What you are stating is a side effect of policy_prio that only happens when 
length(queue) >= tx_qlen. Otherwise, prio_push() performs skb_queue_tail(),
as does simple_push(). And I was thinking of using pop() after the call
to ccid_hc_tx_send_packet() -- if the wait time is too long for the
packet, it can be discarded ("popped").

Actually, looking closer at _pop() I think it is not strictly necessary since 
it is an alias for skb_unlink(). Is there anything else that you think can
be done in _pop()?

| > I think that the get/setsockopt() functions should be part of the main DCCP
| > interface, not function pointers in a loadable unit, because:
| >  * this makes the interface simpler and avoids "case 256 ... 511";
| Simpler? Maybe. But at the same time less generic. Moreover I find nothing 
| wrong with "case 256 ... 511", similar code is used for getting info from 
| specific CCIDs so I followed the same pattern.
| 
But what does your `more generic' buy us? Generic is good only if you
have a large number of specific algorithms from which you want to
abstract. If there is no purpose that this serves, then it is just overhead.

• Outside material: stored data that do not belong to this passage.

PR #656, opened 2019-08-30
Improve init and dev

### LINKED ISSUE #655: devspace init: don't override entrypoint for php containers
If you create a new devspace.yaml via `devspace init` the dev configuration shouldn't override the entrypoint

LukasGentele:
/kind enhancement

This PR changes the behavior of init (see below) and adds a the `--interactive / -i` flag to `devspace dev`.

Also resolves #655 

Yes:
- `init` warns when application listens on a system port and asks for forwarding port
- `init` now writes a different config which by default disables the terminal and does not override the entrypoint anymore

No

Due to a cobra issue (https://github.com/spf13/cobra/issues/866), the --interactive flag must be used as `-i/--interactive=value` instead of `-i/--interactive value` (or alternatively without value at all).

### DIFF
--- a/cmd/dev.go
+++ b/cmd/dev.go
@@ -423,7 +423,7 @@ func (r *reloadError) Error() string {
 
 func (cmd *DevCmd) loadConfig(generatedConfig *generated.Config) *latest.Config {
 	// Get config with adjusted cluster config
-	config, err := configutil.GetContextAjustedConfig(cmd.Namespace, "")
+	config, err := configutil.GetContextAdjustedConfig(cmd.Namespace, "", false)
 	if err != nil {
 		log.Fatal(err)
 	}
--- a/cmd/dev.go
+++ b/cmd/dev.go
@@ -142,7 +142,7 @@ func (cmd *DevCmd) Run(cobraCmd *cobra.Command, args []string) {
 	config := cmd.loadConfig(generatedConfig)
 
 	// Signal that we are working on the space if there is any
-	err = cloud.ResumeSpace(config, generatedConfig, true, log.GetInstance())
+	err = cloud.ResumeLatestSpace(config, true, log.GetInstance())
 	if err != nil {
 		log.Fatal(err)
 	}
--- a/cmd/dev.go
+++ b/cmd/dev.go
@@ -57,7 +57,7 @@ type DevCmd struct {
 	Namespace       string
 }
 
-var interactiveDefaultPickerValue = "Open Picker"
+const interactiveDefaultPickerValue = "Open Picker"
 
 // NewDevCmd creates a new devspace dev command
 func NewDevCmd() *cobra.Command {
--- a/cmd/dev.go
+++ b/cmd/dev.go
@@ -25,6 +25,8 @@ import (
 	"github.com/devspace-cloud/devspace/pkg/devspace/services"
 	"github.com/devspace-cloud/devspace/pkg/util/analytics/cloudanalytics"
 	"github.com/devspace-cloud/devspace/pkg/util/log"
+	"github.com/devspace-cloud/devspace/pkg/util/ptr"
+	"github.com/devspace-cloud/devspace/pkg/util/survey"
 	"github.com/spf13/cobra"
 	"k8s.io/client-go/kubernetes"
 )
@@ -48,11 +50,14 @@ type DevCmd struct {
 	SwitchContext   bool
 	Portforwarding  bool
 	VerboseSync     bool
+	Interactive     string
 	Selector        string
 	Container       string
 	LabelSelector   string
 	Namespace       string
 }
+
+var interactiveDefaultPickerValue = "Open Picker"
 
 // NewDevCmd creates a new devspace dev command
 func NewDevCmd() *cobra.Command {
@@ -102,6 +107,11 @@ Starts your project in development mode:
 
 	devCmd.Flags().BoolVar(&cmd.SwitchContext, "switch-context", true, "Switch kubectl context to the DevSpace context")
 	devCmd.Flags().BoolVar(&cmd.ExitAfterDeploy, "exit-after-deploy", false, "Exits the command after building the images and deploying the project")
+
+	devCmd.Flags().StringVarP(&cmd.Interactive, "interactive", "i", interactiveDefaultPickerValue, "Enable interactive mode for images (overrides entrypoint with sleep command) and start terminal proxy")
+
+	// Allows to use `devspace dev -i` without providing a value for the flag, see https://github.com/spf13/pflag#setting-no-option-default-values-for-flags
+	devCmd.Flags().Lookup("interactive").NoOptDefVal = interactiveDefaultPickerValue
 
 	return devCmd
 }
@@ -432,6 +442,74 @@ func (cmd *DevCmd) loadConfig(generatedConfig *generated.Config) *latest.Config 
 	err = generated.SaveConfig(generatedConfig)
 	if err != nil {
 		log.Fatalf("Couldn't save generated config: %v", err)
+	}
+
+	// Adjust config for interactive mode
+	if cmd.Interactive != "" {
+		if config.Images == nil {
+			log.Fatal("Your configuration does not contain any images to build for interactive mode. If you simply want to start the terminal instead of streaming the logs, run `devspace dev -t`")
+		}
+		images := *config.Images
+
+		if cmd.Interactive == interactiveDefaultPickerValue {
+			imageNames := make([]string, 0, len(images))
+			for k := range images {
+				imageNames = append(imageNames, k)
+			}
+
+			// If only one image exists, use it, otherwise show image picker
+			if len(imageNames) == 1 {
+				cmd.Interactive = imageNames[0]
+			} else {
+				cmd.Interactive = survey.Question(&survey.QuestionOptions{
+					Question:     "Which image do you want to build using the 'ENTRPOINT [sleep, 999999]' override?\nIf you want to apply this override to multiple images run `devspace dev -i image1,image2,...`",
+					DefaultValue: useDevSpaceCloud,
+					Options:      imageNames,
+				})
+			}
+		}
+
+		// Make sure dev section exists in config
+		if config.Dev == nil {
+			config.Dev = &latest.DevConfig{}
+		}
+
+		// Make sure dev.overrideImages section exists in config
+		if config.Dev.OverrideImages == nil {
+			imageOverrideConfig := []*latest.ImageOverrideConfig{}
+			config.Dev.OverrideImages = &imageOverrideConfig
+		}
+		imageOverrideConfig := *config.Dev.OverrideImages
+
+		// Entrypoint used for interactive mode
+		entrypointOverride := []*string{
+			ptr.String("sleep"),
+			ptr.String("999999"),
+		}
+
+		// Set all entrypoint overrides for specified interactive images
+		interactiveImages := strings.Split(cmd.Interactive, ",")
+		for i := range interactiveImages {
+			imageName := strings.TrimSpace(interactiveImages[i])
+			if _, ok := images[imageName]; !ok {
+				log.Fatalf("Unable to find image '%s' in configuration", imageName)
+			}
+			imageOverrideConfig = append(imageOverrideConfig, &latest.ImageOverrideConfig{
+				Name:       &imageName,
+				Entrypoint: &entrypointOverride,
+			})
+			log.Infof("Interactive mode: override image %s with 'ENTRYPOINT [sleep, 999999]'", imageName)
+		}
+		config.Dev.OverrideImages = &imageOverrideConfig
+
+		// Make sure dev.terminal section exists in config
+		if config.Dev.Terminal == nil {
+			config.Dev.Terminal = &latest.Terminal{}
+		}
+
+		// Set dev.terminal.disabled = false
+		config.Dev.Terminal.Disabled = ptr.Bool(false)
+		log.Info("Interactive mode: enable terminal")
 	}
 
 	return config
--- a/cmd/dev.go
+++ b/cmd/dev.go
@@ -18,7 +18,6 @@ import (
 	"github.com/devspace-cloud/devspace/pkg/devspace/config/configutil"
 	"github.com/devspace-cloud/devspace/pkg/devspace/config/generated"
 	latest "github.com/devspace-cloud/devspace/pkg/devspace/config/versions/latest"
-	v1 "github.com/devspace-cloud/devspace/pkg/devspace/config/versions/latest"
 	"github.com/devspace-cloud/devspace/pkg/devspace/docker"
 	"github.com/devspace-cloud/devspace/pkg/devspace/kubectl"
 	"github.com/devspace-cloud/devspace/pkg/devspace/registry"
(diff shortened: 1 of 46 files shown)


pkg/devspace/configure/deployment.go
```diff
@@ -76,6 +77,20 @@ func GetDockerfileComponentDeployment(config *latest.Config, generatedConfig *ge
...
 
+		if port < 1024 {
+			log.Warn("Your application listens on a system port [0-1024]. Choose a forwarding-port to access your application via localhost.")
+
+			portString := survey.Question(&survey.QuestionOptions{
+				Question:     "Which forwarding port [1024-49151] do you want to use to access your application?",
+				DefaultValue: strconv.Itoa(port + 8000),
+			})
+
+			port, err = strconv.Atoi(portString)
```
FabianKramm: This will potentially lead to wrong configuration since an application port often cannot chosen at will. Rather we should set the specified port here as the port of the service and the other port as the target port the service will map incoming connections onto

pkg/devspace/configure/deployment.go
```diff
@@ -57,7 +58,7 @@ func GetDockerfileComponentDeployment(config *latest.Config, generatedConfig *ge
 			port = strconv.Itoa(ports[0])
 		} else if len(ports) > 1 {
 			port = survey.Question(&survey.QuestionOptions{
-				Question:     "Which port is the container listening on?",
+				Question:     "Which port is your application listening on?",
```
FabianKramm: This could lead to potential confusion since the function is also used for `devspace add deployment`. The user could think he now has to enter the port for the whole application instead the port for the single container he added is asked

go.mod
```diff
@@ -91,6 +91,7 @@ require (
 	k8s.io/apimachinery v0.0.0
 	k8s.io/client-go v0.0.0
 	k8s.io/helm v2.14.2+incompatible
+	k8s.io/klog v0.3.1
```
FabianKramm: Why are there changes to the go.mod?

cmd/dev.go
```diff
@@ -103,6 +108,11 @@ Starts your project in development mode:
 	devCmd.Flags().BoolVar(&cmd.SwitchContext, "switch-context", true, "Switch kubectl context to the DevSpace context")
 	devCmd.Flags().BoolVar(&cmd.ExitAfterDeploy, "exit-after-deploy", false, "Exits the command after building the images and deploying the project")
 
+	devCmd.Flags().StringVarP(&cmd.Interactive, "interactive", "i", interactiveDefaultPickerValue, "Enable interactive mode for images (overrides entrypoint with sleep command) and start terminal proxy")
```
FabianKramm: I'm not sure if we should name the flag interactive, since the major change is that an image will be rebuild using a different entrypoint. I prefer 'sleep' as an option, but we should talk about this.

cmd/dev.go
```diff
@@ -434,5 +444,73 @@ func (cmd *DevCmd) loadConfig(generatedConfig *generated.Config) *latest.Config
 		log.Fatalf("Couldn't save generated config: %v", err)
 	}
 
+	// Adjust config for interactive mode
+	if cmd.Interactive != "" {
+		if config.Images == nil {
```
FabianKramm: There should be also a check for len(*config.Images) == 0, since it is possible to have an empty map for images

cmd/dev.go
```diff
@@ -434,5 +444,73 @@ func (cmd *DevCmd) loadConfig(generatedConfig *generated.Config) *latest.Config
...
+				imageNames = append(imageNames, k)
+			}
+
+			// If only one image exists, use it, otherwise show image picker
+			if len(imageNames) == 1 {
+				cmd.Interactive = imageNames[0]
+			} else {
+				cmd.Interactive = survey.Question(&survey.QuestionOptions{
+					Question:     "Which image do you want to build using the 'ENTRPOINT [sleep, 999999]' override?\nIf you want to apply this override to multiple images run `devspace dev -i image1,image2,...`",
+					DefaultValue: useDevSpaceCloud,
```
FabianKramm: This seems wrong useDevSpaceCloud is probably not a real image name

cmd/dev.go
LukasGentele: I thought about that as well but `sleep` has some issues:
- It is very confusing because of the sleep mode for spaces. 
- It is too implementation-specific. We are using the sleep command for now but we could also do something like `cat` or `tail -f /dev/null` instead. They do the same but are not related to sleep.
- Additionally, the terminal is also enabled to having a name that expresses more than just build-related terminology makes sense.

The flag should be named after what the user wants to achieve with it. `interactive` expresses that the user has to do something and a terminal session is as interactive as it gets. The only alternative I could think of is `manual` because it says that the user has to manually start the container. That would make sense as well but there is not much of a difference between `manual` and `interactive`. More a matter of preference, I think. I would be ok with both of them.

go.mod
LukasGentele: Not sure. I just ran `go build`. Sometimes the go.mod changes as a result. Maybe the module support in the newest go version does anything there? Removing the `indirect` is not a big deal but I don't know where `klog` comes from because it is not used anywhere in the files I edited. But it is used in `pkg/devspace/kubectl/transport/connection.go`, so it should have been in there beforehand. So, maybe go or the formatter in VS code fixes such things automatically now.

pkg/devspace/configure/deployment.go
LukasGentele: Not sure if application always perceived as the entire thing. I understand the concern more for `devspace add deployment` but honestly, no one uses that command and in `init` the question for container is confusing because there is no container, yet. At most, there is a Dockerfile. And I think asking for ports of containers that do not exist, may be confusing, especially if a user did not even have a Dockerfile beforehand.

pkg/devspace/configure/deployment.go
LukasGentele: That is true. This should be moved to init.addDevConfig and do what it says in the question. Done.

cmd/init.go
```diff
@@ -436,10 +437,29 @@ func (cmd *InitCmd) addDevConfig() {
...
+				if err != nil {
+					log.Fatal("Error parsing port '%s'", portString)
+				}
+			}
 			portMappings := []*latest.PortMapping{}
-			exposedPort := *servicePort.Port
 			portMappings = append(portMappings, &latest.PortMapping{
-				LocalPort: &exposedPort,
+				LocalPort:  &localPort,
+				RemotePort: &remotePort,
```
FabianKramm: This will result in a wrong port mapping since remotePort is 0 if not set and the port mapping localPort -> 0 is invalid

cmd/dev.go
```diff
@@ -48,12 +50,15 @@ type DevCmd struct {
...
 	Portforwarding  bool
 	VerboseSync     bool
+	Interactive     string
 	Selector        string
 	Container       string
 	LabelSelector   string
 	Namespace       string
 }
 
+var interactiveDefaultPickerValue = "Open Picker"
```
FabianKramm: make this a const

LukasGentele: Done

cmd/init.go
LukasGentele: Using pointers instead of int values directly. That should do as expected.

cmd/init.go
```diff
@@ -112,8 +116,20 @@ func (cmd *InitCmd) Run(cobraCmd *cobra.Command, args []string) {
 	// Print DevSpace logo
 	log.PrintLogo()
 
-	// Check if user wants to use devspace cloud
-	cmd.checkIfDevSpaceCloud()
+	cloudRegistryHostname, err := cmd.getCloudRegistryHostname()
```
FabianKramm: Why is this the first question that is asked? When the user does not want to push an image because for example he selectes the use existing image he doesn't need to specify an image registry

cmd/init.go
```diff
@@ -257,146 +274,152 @@ func (cmd *InitCmd) Run(cobraCmd *cobra.Command, args []string) {
...
-	// Get provider configuration
-	providerConfig, err := cloudconfig.ParseProviderConfig()
-	if err != nil {
-		log.Fatalf("Error loading provider config: %v", err)
-	}
+	// Check if user has specified a certain provider
+	var cloudProvider *string
+	if cmd.Provider == "" {
+		// prevents EnsureLoggedIn call in GetProvider
+		registryURL = "dscr.io"
```
FabianKramm: This shouldn't be hardcoded since this information is retrieved from the server. This is also dependent on which provider is used

cmd/init.go
```diff
@@ -257,146 +274,152 @@ func (cmd *InitCmd) Run(cobraCmd *cobra.Command, args []string) {
...
+		registryURL = dockerHubHostname
+		registryLoginHint = fmt.Sprintf(registryLoginHint, "")
+	} else if selectedRegistry == useDevSpaceRegistry {
+		registryURL = cloudRegistryHostname
+		registryLoginHint = fmt.Sprintf(registryLoginHint, " "+cloudRegistryHostname)
+		cmd.useCloud = true
+	} else {
+		registryURL = survey.Question(&survey.QuestionOptions{
+			Question:     "Please enter the registry URL without image name:",
+			DefaultValue: "http://my.registry.tld/username",
```
FabianKramm: Should be without http://.

cmd/init.go
```diff
@@ -257,146 +274,152 @@ func (cmd *InitCmd) Run(cobraCmd *cobra.Command, args []string) {
...
-			cmd.connectCluster()
+	if dockerClient != nil {
+		log.StartWait("Checking registry authentication")
+		authConfig, err := docker.Login(dockerClient, registryURL, "", "", true, false, false)
+		log.StopWait()
+
+		if err != nil || authConfig.Username == "" {
+			log.Fatalf("Registry authentication failed for %s.\n         %s", registryURL, registryLoginHint)
 		}
+	} else if selectedRegistry != useDevSpaceRegistry {
```
FabianKramm: Why check for useDevSpaceRegistry here? The user will get an error on provider login then since dockerClient cannot be created

cmd/init.go
```diff
@@ -257,146 +274,152 @@ func (cmd *InitCmd) Run(cobraCmd *cobra.Command, args []string) {
...
+	registryUsernameHint := " => you are logged in as %s"
+	registryDefaultOption := useDevSpaceRegistry
+	registryLoginHint := "Please login via `docker login%s` and try again."
 
-		// Create generated yaml if cloud
-		generatedConfig, err := generated.LoadConfig()
-		if err != nil {
-			log.Fatal(err)
+	config := configutil.GetConfig()
+	dockerClient, err := docker.NewClient(config, false, log.GetInstance())
```
FabianKramm: This should throw an error because something with docker is messed up. If this fails it does not mean docker is not installed it usually means there are some wrong environment variables set and we should inform the user about this because it will lead to an error later on anyways

cmd/use/namespace.go
```diff
@@ -0,0 +1,81 @@
...
+
+func newNamespaceCmd() *cobra.Command {
+	cmd := &namespaceCmd{}
+
+	useNamespace := &cobra.Command{
+		Use:   "namespace",
+		Short: "Tells DevSpace which namespace to deploy to",
+		Long: `
+#######################################################
+################ devspace use space ###################
```
FabianKramm: devspace use namespace

cmd/use/namespace.go
```diff
@@ -0,0 +1,81 @@
...
+#######################################################
+Set the default namesapce to deploy to
```
FabianKramm: naesapce -> namespace

cmd/use/namespace.go
```diff
@@ -0,0 +1,81 @@
...
+)
+
+type namespaceCmd struct{}
+
+func newNamespaceCmd() *cobra.Command {
+	cmd := &namespaceCmd{}
+
+	useNamespace := &cobra.Command{
+		Use:   "namespace",
+		Short: "Tells DevSpace which namespace to deploy to",
```
FabianKramm: I'm not sure if we need this command since in my eyes it makes things more complex for the user and us. The main problem with this command (and `devspace use space`) is that it hides what kube context and namespace is used during deployment. While for `devspace use space` this is partly encouraged since the kube context and namespace are generated by us, a command like this would lead to much confusion since a user doesn't sees the used kube context or namespace in his `devspace.yaml` anymore and has to guess which namespace and kube context he had configured.  

If we decide for such a command, I would prefer to change the devspace.yaml directly like other configure commands are doing which is much more transparent for the user and also makes the code a lot simpler.

pkg/devspace/config/configutil/get.go
```diff
@@ -500,3 +509,55 @@ func GetDefaultNamespace(config *latest.Config) (string, error) {
...
+	generatedConfig, err := generated.LoadConfig()
+	if err != nil {
+		return nil, errors.Errorf("Error loading generated.yaml: %v", err)
+	}
+
+	// load config
+	config, err := GetConfigFromPath(".", generatedConfig.ActiveConfig, true, generatedConfig, log.GetInstance())
+	if err != nil {
+		log.Fatal(err)
+	}
```
FabianKramm: The generated config has to be saved in this function otherwise entered variables will not be saved.

pkg/devspace/kubectl/util.go
```diff
@@ -65,15 +66,22 @@ func EnsureDefaultNamespace(config *latest.Config, client kubernetes.Interface,
 	if defaultNamespace != "default" {
```
FabianKramm: Use the correct kubernetes constant for this

pkg/devspace/kubectl/util.go
```diff
@@ -65,15 +66,22 @@ func EnsureDefaultNamespace(config *latest.Config, client kubernetes.Interface,
...
 			// Create release namespace
 			_, err = client.CoreV1().Namespaces().Create(&v1.Namespace{
 				ObjectMeta: metav1.ObjectMeta{
 					Name: defaultNamespace,
 				},
 			})
+
+			log.Donef("Created namespace %s", defaultNamespace)
 		}
+	} else {
```
FabianKramm: This check isn't working as intended, since in the message the command `devspace use namespace` will change the default namespace but the warning will be printed again because configutil.GetDefaultNamespace will return default again

cmd/init.go
LukasGentele: Done

cmd/init.go
LukasGentele: But would this return an error if Docker is not installed or not?

cmd/use/namespace.go
LukasGentele: Done

cmd/use/namespace.go
LukasGentele: Done

pkg/devspace/config/configutil/get.go
LukasGentele: Makes sense. Was not obvious from the code. Maybe this should generally done after setting all variables?

LukasGentele: Done for now as requested.

pkg/devspace/kubectl/util.go
LukasGentele: Done

cmd/init.go
LukasGentele: Done

LukasGentele:
closing this in favor of #662 662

| >  * simple_{get,set}sockopt() sets TX queue length. I think this should be
| > separate, since the length of the queue is a general attribute. This should
| > be a main-DCCP socket option,something like e.g. DCCP_SOCKOPT_TXQLEN. It is
| > good that you thought about it, I have heard at least one comment where
| > someone said that it would be good to set the TX queue length on a
| > per-socket basis. * prio_{get,set}sockopt() just return ENOPROTOOPT.
| >
| Answer to my earlier questions about tx_qlen in particular and policy specific 
| data in general will help us decide whether this is the place for 
| getsockopt/setsockopt. But don't look at those two functions as if their only 
| purpose was to get/set tx_qlen. They are meant to be more generic.
| 
Same point - I can't see any purpose served by the get/setsockopt
function pointers here. I had to sit down and think this one over. I
think you want to find a way of passing policy-specific data to the
policy struct, using either sysctls, specific get/setsockopt function
pointers.

Here is an alternative suggestion:
 * using a DCCP_SOCKOPT_QUEUING_POLICY as before (and use simple_prio 
   if no socket option is set) and
 * use a separate DCCP_SOCKOPT_QUEUING_POLICY_ARGS to pass arguments
   to the policy;
 * use default values if no ARGS are specified, or bail out with error
   if they are missing.


| > The other comment is the constructor: I think one of init() (preferable)
| > and pregister() is sufficient, but actually I am wondering whether
| > constructors/destructors are needed? Both destroy() functions are empty, so
| > is prio_init(), and simple_init() allocates an integer for the tx_qlen
| > (please see separate comment regarding TX queue length).
| >
| The tx_qlen is a completely different and possibly a very specific thing 
| mentioned several times already. As for empty simple_destroy: well there 
| probably should be a kfree(dp->dccps_policy_data); there.
| 
That was the thing I missed in the patch yesterday. Currently it is
using two fields

@@ -545,6 +549,8 @@ struct dccp_sock {
        __u8                            dccps_hc_tx_insert_options:1;
        __u8                            dccps_server_timewait:1;
        struct timer_list               dccps_xmit_timer;
+       struct queuing_policy   	*dccps_policy;
+       void                            *dccps_policy_data;
 };

I think this should be just one field for the policy, and the
policy_data can be an internal field of `struct queueing_policy'
(compare with struct ackvec or struct ccid).

I don't really like these `void' pointers: this works in user-space, but
we were having enough problems with unpredictable behaviour, so allowing
something to be of type `anything' makes debugging harder and opens the door
for bugs. If there is a way where you could achieve your goals without
void pointers, that would be great. But in some regards I have the
impression you are still brainstorming and defining the requirements of
the problems that this interface should be designed to solve, which is
why many things are left open. That is fine for discussing an interface 
as we are doing here, but it is not so good to put into a test tree that
is supposed to have a clean interface and work predictably.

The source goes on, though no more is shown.